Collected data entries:
Segment Open
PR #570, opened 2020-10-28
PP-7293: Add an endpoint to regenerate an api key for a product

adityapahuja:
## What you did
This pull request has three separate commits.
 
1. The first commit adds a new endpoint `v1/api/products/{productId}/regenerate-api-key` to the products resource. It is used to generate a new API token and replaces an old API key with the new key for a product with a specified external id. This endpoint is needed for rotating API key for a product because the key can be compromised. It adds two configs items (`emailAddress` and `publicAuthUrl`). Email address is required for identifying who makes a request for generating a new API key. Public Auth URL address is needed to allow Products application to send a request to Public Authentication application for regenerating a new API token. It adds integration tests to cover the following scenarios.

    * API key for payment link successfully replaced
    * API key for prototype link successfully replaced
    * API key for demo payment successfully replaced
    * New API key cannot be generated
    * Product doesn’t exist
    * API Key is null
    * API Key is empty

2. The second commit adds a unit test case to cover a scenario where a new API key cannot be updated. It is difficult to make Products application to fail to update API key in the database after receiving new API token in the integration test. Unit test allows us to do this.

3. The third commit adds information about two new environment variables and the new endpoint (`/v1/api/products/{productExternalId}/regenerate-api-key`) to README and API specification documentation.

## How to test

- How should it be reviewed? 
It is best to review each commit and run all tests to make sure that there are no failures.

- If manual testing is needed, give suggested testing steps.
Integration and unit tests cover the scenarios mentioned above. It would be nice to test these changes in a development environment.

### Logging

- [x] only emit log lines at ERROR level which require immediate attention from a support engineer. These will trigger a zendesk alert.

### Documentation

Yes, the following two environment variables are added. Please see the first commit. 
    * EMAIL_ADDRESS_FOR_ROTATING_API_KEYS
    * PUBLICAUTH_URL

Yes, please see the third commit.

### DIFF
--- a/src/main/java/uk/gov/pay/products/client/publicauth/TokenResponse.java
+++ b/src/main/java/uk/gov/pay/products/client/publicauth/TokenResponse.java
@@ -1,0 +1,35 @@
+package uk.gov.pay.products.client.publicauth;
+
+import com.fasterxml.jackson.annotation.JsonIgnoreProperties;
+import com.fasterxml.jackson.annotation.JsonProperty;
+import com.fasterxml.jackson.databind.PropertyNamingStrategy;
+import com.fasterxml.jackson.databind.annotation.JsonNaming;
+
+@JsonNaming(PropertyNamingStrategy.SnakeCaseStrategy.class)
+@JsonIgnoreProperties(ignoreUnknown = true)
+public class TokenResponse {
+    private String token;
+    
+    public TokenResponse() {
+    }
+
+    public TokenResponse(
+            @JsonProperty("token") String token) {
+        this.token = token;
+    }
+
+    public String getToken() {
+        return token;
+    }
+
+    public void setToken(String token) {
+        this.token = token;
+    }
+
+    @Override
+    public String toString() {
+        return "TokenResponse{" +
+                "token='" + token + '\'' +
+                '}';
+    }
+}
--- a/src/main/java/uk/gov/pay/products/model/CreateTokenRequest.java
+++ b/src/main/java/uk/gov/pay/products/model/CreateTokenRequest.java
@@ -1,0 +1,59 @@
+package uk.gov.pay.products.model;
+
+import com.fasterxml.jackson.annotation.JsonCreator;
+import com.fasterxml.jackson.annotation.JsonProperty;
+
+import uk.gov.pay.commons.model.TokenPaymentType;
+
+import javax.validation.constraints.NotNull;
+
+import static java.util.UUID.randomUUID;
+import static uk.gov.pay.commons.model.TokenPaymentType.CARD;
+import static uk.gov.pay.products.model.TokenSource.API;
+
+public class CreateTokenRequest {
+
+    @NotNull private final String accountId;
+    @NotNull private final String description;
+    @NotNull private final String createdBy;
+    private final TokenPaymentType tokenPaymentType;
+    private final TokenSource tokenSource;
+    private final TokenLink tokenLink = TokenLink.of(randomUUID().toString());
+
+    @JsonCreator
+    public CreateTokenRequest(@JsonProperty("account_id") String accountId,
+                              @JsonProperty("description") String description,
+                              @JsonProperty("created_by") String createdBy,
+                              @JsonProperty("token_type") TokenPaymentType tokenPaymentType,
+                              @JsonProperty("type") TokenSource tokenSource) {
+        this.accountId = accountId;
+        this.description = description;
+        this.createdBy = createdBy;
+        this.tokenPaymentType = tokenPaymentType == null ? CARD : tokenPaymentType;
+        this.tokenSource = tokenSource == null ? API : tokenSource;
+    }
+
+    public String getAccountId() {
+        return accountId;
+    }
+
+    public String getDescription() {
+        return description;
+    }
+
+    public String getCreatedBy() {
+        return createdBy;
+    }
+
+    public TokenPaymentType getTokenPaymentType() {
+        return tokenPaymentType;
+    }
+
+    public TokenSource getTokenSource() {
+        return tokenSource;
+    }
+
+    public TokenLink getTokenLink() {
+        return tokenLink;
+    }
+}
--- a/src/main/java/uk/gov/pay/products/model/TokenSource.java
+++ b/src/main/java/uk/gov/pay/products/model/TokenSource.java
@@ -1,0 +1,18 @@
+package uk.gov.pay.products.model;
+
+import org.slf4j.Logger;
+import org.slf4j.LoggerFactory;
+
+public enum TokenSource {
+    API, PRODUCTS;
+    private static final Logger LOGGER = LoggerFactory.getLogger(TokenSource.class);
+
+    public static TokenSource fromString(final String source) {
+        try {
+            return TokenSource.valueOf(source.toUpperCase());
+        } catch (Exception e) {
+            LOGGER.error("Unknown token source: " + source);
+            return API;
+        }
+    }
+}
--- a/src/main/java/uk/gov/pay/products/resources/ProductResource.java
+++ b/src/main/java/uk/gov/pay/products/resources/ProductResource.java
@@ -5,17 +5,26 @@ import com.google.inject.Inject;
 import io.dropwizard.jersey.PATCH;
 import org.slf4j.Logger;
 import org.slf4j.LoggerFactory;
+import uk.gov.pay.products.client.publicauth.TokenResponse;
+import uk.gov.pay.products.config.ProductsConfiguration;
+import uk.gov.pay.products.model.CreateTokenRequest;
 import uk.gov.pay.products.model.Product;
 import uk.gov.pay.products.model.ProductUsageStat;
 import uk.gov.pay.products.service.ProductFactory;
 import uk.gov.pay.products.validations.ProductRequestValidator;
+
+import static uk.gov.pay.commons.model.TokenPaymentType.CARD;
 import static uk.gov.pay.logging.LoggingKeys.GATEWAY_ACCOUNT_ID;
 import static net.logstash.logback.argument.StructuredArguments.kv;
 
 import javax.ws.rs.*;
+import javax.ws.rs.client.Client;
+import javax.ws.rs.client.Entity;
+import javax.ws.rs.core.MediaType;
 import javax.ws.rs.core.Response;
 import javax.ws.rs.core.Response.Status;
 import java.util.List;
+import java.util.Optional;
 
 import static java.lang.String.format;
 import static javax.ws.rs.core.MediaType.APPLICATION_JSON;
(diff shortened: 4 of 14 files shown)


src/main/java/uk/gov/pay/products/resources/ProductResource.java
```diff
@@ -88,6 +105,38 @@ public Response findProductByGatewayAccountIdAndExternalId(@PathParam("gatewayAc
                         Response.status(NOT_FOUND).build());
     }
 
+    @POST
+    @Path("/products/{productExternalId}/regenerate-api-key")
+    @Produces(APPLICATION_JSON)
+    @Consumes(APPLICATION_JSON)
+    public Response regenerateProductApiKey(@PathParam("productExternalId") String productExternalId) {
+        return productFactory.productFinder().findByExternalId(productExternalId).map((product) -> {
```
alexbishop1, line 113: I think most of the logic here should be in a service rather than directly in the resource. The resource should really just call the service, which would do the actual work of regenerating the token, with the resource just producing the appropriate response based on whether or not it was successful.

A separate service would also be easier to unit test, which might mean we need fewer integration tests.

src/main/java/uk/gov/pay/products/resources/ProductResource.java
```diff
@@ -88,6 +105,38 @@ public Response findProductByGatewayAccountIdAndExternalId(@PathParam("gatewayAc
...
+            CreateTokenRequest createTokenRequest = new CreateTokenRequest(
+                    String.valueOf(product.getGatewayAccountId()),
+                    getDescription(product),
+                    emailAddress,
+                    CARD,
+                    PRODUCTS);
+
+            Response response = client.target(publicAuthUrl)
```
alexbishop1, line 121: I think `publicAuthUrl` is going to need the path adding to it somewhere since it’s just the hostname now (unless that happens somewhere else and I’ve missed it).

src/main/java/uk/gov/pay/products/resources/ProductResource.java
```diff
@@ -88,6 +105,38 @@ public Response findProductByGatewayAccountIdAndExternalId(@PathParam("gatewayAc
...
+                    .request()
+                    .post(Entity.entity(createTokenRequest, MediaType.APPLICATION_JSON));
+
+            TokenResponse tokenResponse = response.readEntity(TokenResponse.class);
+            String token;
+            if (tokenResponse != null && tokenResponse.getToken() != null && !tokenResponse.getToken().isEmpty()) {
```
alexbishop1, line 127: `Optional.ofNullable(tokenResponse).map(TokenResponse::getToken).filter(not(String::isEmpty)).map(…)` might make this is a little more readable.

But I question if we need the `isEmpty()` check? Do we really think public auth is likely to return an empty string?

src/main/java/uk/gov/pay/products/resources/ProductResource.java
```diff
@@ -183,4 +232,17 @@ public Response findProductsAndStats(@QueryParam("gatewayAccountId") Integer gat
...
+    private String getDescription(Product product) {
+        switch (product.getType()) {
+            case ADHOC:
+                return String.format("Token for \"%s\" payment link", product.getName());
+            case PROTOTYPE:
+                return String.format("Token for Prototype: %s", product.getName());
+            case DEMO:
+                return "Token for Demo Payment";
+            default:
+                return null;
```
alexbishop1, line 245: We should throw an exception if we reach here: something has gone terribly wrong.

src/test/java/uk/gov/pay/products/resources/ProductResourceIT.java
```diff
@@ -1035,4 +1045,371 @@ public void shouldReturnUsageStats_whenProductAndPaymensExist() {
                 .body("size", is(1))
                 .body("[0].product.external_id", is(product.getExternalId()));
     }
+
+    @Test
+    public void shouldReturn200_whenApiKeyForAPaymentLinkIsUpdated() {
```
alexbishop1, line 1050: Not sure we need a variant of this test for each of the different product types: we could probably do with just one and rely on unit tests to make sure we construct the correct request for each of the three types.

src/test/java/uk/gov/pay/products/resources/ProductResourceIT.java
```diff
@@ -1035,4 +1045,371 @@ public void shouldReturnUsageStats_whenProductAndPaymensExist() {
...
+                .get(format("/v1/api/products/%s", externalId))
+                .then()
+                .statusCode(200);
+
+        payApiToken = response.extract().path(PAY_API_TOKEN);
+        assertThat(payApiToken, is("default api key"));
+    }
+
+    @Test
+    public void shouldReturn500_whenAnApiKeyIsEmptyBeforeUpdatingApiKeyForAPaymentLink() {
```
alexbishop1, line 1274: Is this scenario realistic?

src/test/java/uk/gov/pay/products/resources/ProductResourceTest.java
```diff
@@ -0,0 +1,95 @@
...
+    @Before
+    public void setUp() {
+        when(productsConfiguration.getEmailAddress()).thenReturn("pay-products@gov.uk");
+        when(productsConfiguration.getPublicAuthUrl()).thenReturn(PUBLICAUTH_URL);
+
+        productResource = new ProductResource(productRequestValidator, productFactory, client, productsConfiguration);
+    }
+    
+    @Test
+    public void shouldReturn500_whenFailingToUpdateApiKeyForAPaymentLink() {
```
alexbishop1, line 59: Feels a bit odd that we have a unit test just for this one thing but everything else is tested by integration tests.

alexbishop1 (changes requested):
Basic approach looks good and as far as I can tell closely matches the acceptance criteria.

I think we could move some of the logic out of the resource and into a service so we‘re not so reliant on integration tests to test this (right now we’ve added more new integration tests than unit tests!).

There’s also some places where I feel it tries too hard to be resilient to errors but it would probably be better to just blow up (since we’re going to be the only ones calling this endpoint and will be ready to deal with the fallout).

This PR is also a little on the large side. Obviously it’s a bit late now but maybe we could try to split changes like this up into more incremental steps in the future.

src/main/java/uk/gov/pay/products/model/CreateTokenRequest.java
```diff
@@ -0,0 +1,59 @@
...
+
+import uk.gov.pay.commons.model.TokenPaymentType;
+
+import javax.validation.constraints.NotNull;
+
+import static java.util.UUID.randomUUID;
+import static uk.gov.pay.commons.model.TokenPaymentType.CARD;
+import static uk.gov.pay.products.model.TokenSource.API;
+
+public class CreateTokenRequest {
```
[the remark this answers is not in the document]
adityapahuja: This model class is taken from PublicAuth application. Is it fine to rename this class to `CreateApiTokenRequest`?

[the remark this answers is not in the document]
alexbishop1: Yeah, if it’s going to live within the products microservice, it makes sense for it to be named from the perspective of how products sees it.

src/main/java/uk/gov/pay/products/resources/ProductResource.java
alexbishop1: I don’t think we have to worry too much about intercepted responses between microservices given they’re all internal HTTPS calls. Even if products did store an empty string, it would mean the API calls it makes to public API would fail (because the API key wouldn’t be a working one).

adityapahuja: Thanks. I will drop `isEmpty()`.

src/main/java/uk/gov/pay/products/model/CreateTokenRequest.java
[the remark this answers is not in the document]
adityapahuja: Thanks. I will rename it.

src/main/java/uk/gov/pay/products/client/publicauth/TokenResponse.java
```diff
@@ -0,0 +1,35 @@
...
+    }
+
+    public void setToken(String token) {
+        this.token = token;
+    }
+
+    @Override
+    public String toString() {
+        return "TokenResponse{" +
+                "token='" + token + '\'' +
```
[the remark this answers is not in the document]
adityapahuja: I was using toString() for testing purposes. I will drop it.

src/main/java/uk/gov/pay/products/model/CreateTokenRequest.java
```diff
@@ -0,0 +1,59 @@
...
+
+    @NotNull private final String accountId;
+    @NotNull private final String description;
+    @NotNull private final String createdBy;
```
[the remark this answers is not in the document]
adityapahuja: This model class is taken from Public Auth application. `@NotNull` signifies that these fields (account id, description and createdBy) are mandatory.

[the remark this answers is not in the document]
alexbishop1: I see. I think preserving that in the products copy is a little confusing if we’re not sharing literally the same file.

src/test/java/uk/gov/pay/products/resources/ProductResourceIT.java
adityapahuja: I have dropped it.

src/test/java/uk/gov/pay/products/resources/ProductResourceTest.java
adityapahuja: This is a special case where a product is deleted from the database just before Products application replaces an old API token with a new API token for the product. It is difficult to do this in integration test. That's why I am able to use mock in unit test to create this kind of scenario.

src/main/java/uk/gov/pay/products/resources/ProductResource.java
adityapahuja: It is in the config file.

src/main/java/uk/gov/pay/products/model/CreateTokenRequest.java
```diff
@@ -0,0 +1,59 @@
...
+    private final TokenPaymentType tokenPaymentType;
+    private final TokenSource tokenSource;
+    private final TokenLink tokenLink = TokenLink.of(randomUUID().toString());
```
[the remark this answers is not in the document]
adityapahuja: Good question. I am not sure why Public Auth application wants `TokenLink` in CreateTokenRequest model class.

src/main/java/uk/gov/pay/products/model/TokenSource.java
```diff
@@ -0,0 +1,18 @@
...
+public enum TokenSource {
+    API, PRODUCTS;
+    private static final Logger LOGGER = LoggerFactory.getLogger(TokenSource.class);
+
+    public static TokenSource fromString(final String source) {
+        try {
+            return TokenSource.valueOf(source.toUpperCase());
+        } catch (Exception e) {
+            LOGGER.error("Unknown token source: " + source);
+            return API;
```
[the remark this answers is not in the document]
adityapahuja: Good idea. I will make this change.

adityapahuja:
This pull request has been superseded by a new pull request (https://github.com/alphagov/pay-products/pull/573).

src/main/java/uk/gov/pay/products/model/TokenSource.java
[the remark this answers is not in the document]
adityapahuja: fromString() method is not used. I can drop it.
Segment Closed
What is being asked -
What is needed is every line of the records above that contains the word "separate".

Worked solution -
This pull request has three separate commits.
A separate service would also be easier to unit test, which might mean we need fewer integration tests.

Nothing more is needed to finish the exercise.